PR #28903, opened 2026-03-27
Reapply "Add support for VARBINARY to JSON conversions"

gertjanal:
This reverts commit 335dc00cc71e4196a24dbc42efb417a0d12b6105.
- https://github.com/trinodb/trino/pull/28635
- https://github.com/trinodb/trino/pull/28234

Thanks to @wendigo for his contribution to this PR

## Description
Casting of `row(greeting varchar, varbinary planet)` to json was not possible.

This PR adds support by converting the varbinary to base64 string:
`{"greeting": "hello", "planet": "d29ybGQ="}`

- Fixes https://github.com/trinodb/trino/issues/10814

## Release notes

```markdown
## General
* Add support for casting `varbinary` to `json` with base64. ({issue}`28234`)
```

### DIFF
--- a/core/trino-main/src/main/java/io/trino/operator/scalar/VarbinaryFunctions.java
+++ b/core/trino-main/src/main/java/io/trino/operator/scalar/VarbinaryFunctions.java
@@ -19,6 +19,7 @@ import com.google.common.io.BaseEncoding;
 import com.google.common.primitives.Ints;
 import io.airlift.slice.Murmur3Hash128;
 import io.airlift.slice.Slice;
+import io.airlift.slice.SliceOutput;
 import io.airlift.slice.Slices;
 import io.airlift.slice.SpookyHashV2;
 import io.airlift.slice.XxHash64;
@@ -26,6 +27,7 @@ import io.trino.spi.TrinoException;
 import io.trino.spi.function.Description;
 import io.trino.spi.function.LiteralParameters;
 import io.trino.spi.function.ScalarFunction;
+import io.trino.spi.function.ScalarOperator;
 import io.trino.spi.function.SqlType;
 import io.trino.spi.type.StandardTypes;
 
@@ -35,7 +37,11 @@ import java.util.zip.CRC32;
 
 import static io.airlift.slice.Slices.EMPTY_SLICE;
 import static io.trino.operator.scalar.HmacFunctions.computeHash;
+import static io.trino.spi.StandardErrorCode.INVALID_CAST_ARGUMENT;
 import static io.trino.spi.StandardErrorCode.INVALID_FUNCTION_ARGUMENT;
+import static io.trino.spi.function.OperatorType.CAST;
+import static io.trino.spi.type.StandardTypes.JSON;
+import static io.trino.spi.type.StandardTypes.VARBINARY;
 import static io.trino.util.Failures.checkCondition;
 
 public final class VarbinaryFunctions
@@ -500,5 +506,28 @@ public final class VarbinaryFunctions
             reverse.setByte(i, inputSlice.getByte((length - 1) - i));
         }
         return reverse;
+    }
+
+    @SqlType(JSON)
+    @ScalarOperator(CAST)
+    public static Slice castToJson(@SqlType(VARBINARY) Slice binary)
+    {
+        Slice encodedBinary = toBase64(binary);
+        Slice slice = Slices.allocate(2 + encodedBinary.length());
+        SliceOutput output = slice.getOutput();
+        output.writeByte('"');
+        output.writeBytes(encodedBinary);
+        output.writeByte('"');
+        return slice;
+    }
+
+    @SqlType(VARBINARY)
+    @ScalarOperator(CAST)
+    public static Slice castFromJson(@SqlType(JSON) Slice json)
+    {
+        if (json.length() < 2 || json.getByte(0) != '"' || json.getByte(json.length() - 1) != '"') {
+            throw new TrinoException(INVALID_CAST_ARGUMENT, "Expected quoted base64-encoded JSON string");
+        }
+        return fromBase64Varbinary(json.slice(1, json.length() - 2));
     }
 }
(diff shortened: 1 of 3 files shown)


gertjanal:
Considerations by @martint : https://github.com/trinodb/trino/pull/28234#issuecomment-4034912700
```
There are a number of things to consider:

* Why base64? Why not hex-encoded, or SQL-binary-literal encoded?
* How does it relate to SQL/JSON data model and JSON type defined in the latest version of the SQL spec. In fact, there are changes we need to make to the JSON data type to make it compatible with the SQL spec. This could be a step in the wrong direction
* How does it interoperate with the JSON processing functions?
* etc.
```

gertjanal:
> Considerations by @martint : [#28234 (comment)](https://github.com/trinodb/trino/pull/28234#issuecomment-4034912700)
> 
> ```
> There are a number of things to consider:
> 
> * Why base64? Why not hex-encoded, or SQL-binary-literal encoded?
> * How does it relate to SQL/JSON data model and JSON type defined in the latest version of the SQL spec. In fact, there are changes we need to make to the JSON data type to make it compatible with the SQL spec. This could be a step in the wrong direction
> * How does it interoperate with the JSON processing functions?
> * etc.
> ```

* I've choosen base64 as it is the most compact way to encode binary in a string and also a common way to encode binary (hex for example takes way more characters)
* I'm not aware of any binary JSON in SQL, can you elaborate?
* All other JSON processing should be fine as the representation acts as a normal string value

martint:
I’m not convinced we should add `CAST(VARBINARY AS JSON)` with “base64-encode into a JSON string” semantics in the current codebase.

The main issue is that this is not really a JSON-semantic conversion. It is introducing an application-level encoding convention inside an ordinary JSON string. After the cast, the value is just a JSON string, and it is no longer distinguishable from any other string that happens to contain base64 text. That makes the cast ambiguous, especially in the reverse direction, and it gets even harder to reason about once `VARBINARY` appears inside `ROW`, `MAP`, or `ARRAY`. At that point, generic casts to JSON would silently turn binary leaves into strings, and we would lose any principled way to tell “this was binary” from “this was text”.

I think this is particularly problematic given the desire to move Trino’s `JSON` type toward the SQL/JSON data model. In that model, `JSON` is no longer just textual JSON. It is a typed value model with scalars, arrays, and objects, and some scalars (for example datetime-like values) do not round-trip through ordinary RFC 8259 text. If we add `VARBINARY -> JSON` today by mapping it to a base64 JSON string, we are baking in the old “JSON is text” mindset right where we are trying to move away from it. That makes it harder to introduce coherent new JSON semantics later, because we would already have a public cast whose meaning depends on smuggling type information through strings.

The SQL/JSON model is a better foundation here. Under that model, a cast should ideally produce a JSON value in the model, not an encoded representation. So if we ever want to support binary as a Trino extension, the coherent design would be to add binary as an actual SQL/JSON scalar kind, similar in spirit to how the model already has typed scalars beyond plain RFC 8259 text. Then `CAST(VARBINARY AS JSON)` would construct a binary JSON scalar directly, with no base64 conversion at cast time. Arrays, maps, and rows containing `VARBINARY` would naturally contain binary JSON items as well, instead of silently degrading into strings.

Of course, that has implications for the rest of the system: path semantics, `JSON_VALUE(... RETURNING VARBINARY)`, client/protocol handling, and especially serialization. Plain JSON text has no binary literal syntax, so if a binary JSON scalar needs to be rendered as RFC 8259 text, that is where a base64 or tagged-text representation would belong, not in the cast itself. In other words, base64 may be a reasonable serialization convention, but it is not a good `VARBINARY -> JSON` cast semantics.

So my take is:
- adding this cast in the current codebase is a bad fit, especially while we are trying to align `JSON` with the SQL/JSON model
- if we want first-class support long term, binary should be introduced as an actual extension to the SQL/JSON value model, not encoded into JSON strings by cast

gertjanal:
> I’m not convinced we should add `CAST(VARBINARY AS JSON)` with “base64-encode into a JSON string” semantics in the current codebase.
> 
> The main issue is that this is not really a JSON-semantic conversion. It is introducing an application-level encoding convention inside an ordinary JSON string. After the cast, the value is just a JSON string, and it is no longer distinguishable from any other string that happens to contain base64 text. That makes the cast ambiguous, especially in the reverse direction, and it gets even harder to reason about once `VARBINARY` appears inside `ROW`, `MAP`, or `ARRAY`. At that point, generic casts to JSON would silently turn binary leaves into strings, and we would lose any principled way to tell “this was binary” from “this was text”.
> 
> I think this is particularly problematic given the desire to move Trino’s `JSON` type toward the SQL/JSON data model. In that model, `JSON` is no longer just textual JSON. It is a typed value model with scalars, arrays, and objects, and some scalars (for example datetime-like values) do not round-trip through ordinary RFC 8259 text. If we add `VARBINARY -> JSON` today by mapping it to a base64 JSON string, we are baking in the old “JSON is text” mindset right where we are trying to move away from it. That makes it harder to introduce coherent new JSON semantics later, because we would already have a public cast whose meaning depends on smuggling type information through strings.
> 
> The SQL/JSON model is a better foundation here. Under that model, a cast should ideally produce a JSON value in the model, not an encoded representation. So if we ever want to support binary as a Trino extension, the coherent design would be to add binary as an actual SQL/JSON scalar kind, similar in spirit to how the model already has typed scalars beyond plain RFC 8259 text. Then `CAST(VARBINARY AS JSON)` would construct a binary JSON scalar directly, with no base64 conversion at cast time. Arrays, maps, and rows containing `VARBINARY` would naturally contain binary JSON items as well, instead of silently degrading into strings.
> 
> Of course, that has implications for the rest of the system: path semantics, `JSON_VALUE(... RETURNING VARBINARY)`, client/protocol handling, and especially serialization. Plain JSON text has no binary literal syntax, so if a binary JSON scalar needs to be rendered as RFC 8259 text, that is where a base64 or tagged-text representation would belong, not in the cast itself. In other words, base64 may be a reasonable serialization convention, but it is not a good `VARBINARY -> JSON` cast semantics.
> 
> So my take is:
> 
>     * adding this cast in the current codebase is a bad fit, especially while we are trying to align `JSON` with the SQL/JSON model
> 
>     * if we want first-class support long term, binary should be introduced as an actual extension to the SQL/JSON value model, not encoded into JSON strings by cast

Thanks for the extensive reply, I understand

◆ ◆ ◆

- What is required
Across the data, how many lines have the word "rest" in them? Respond with the number alone.

- Written solution
2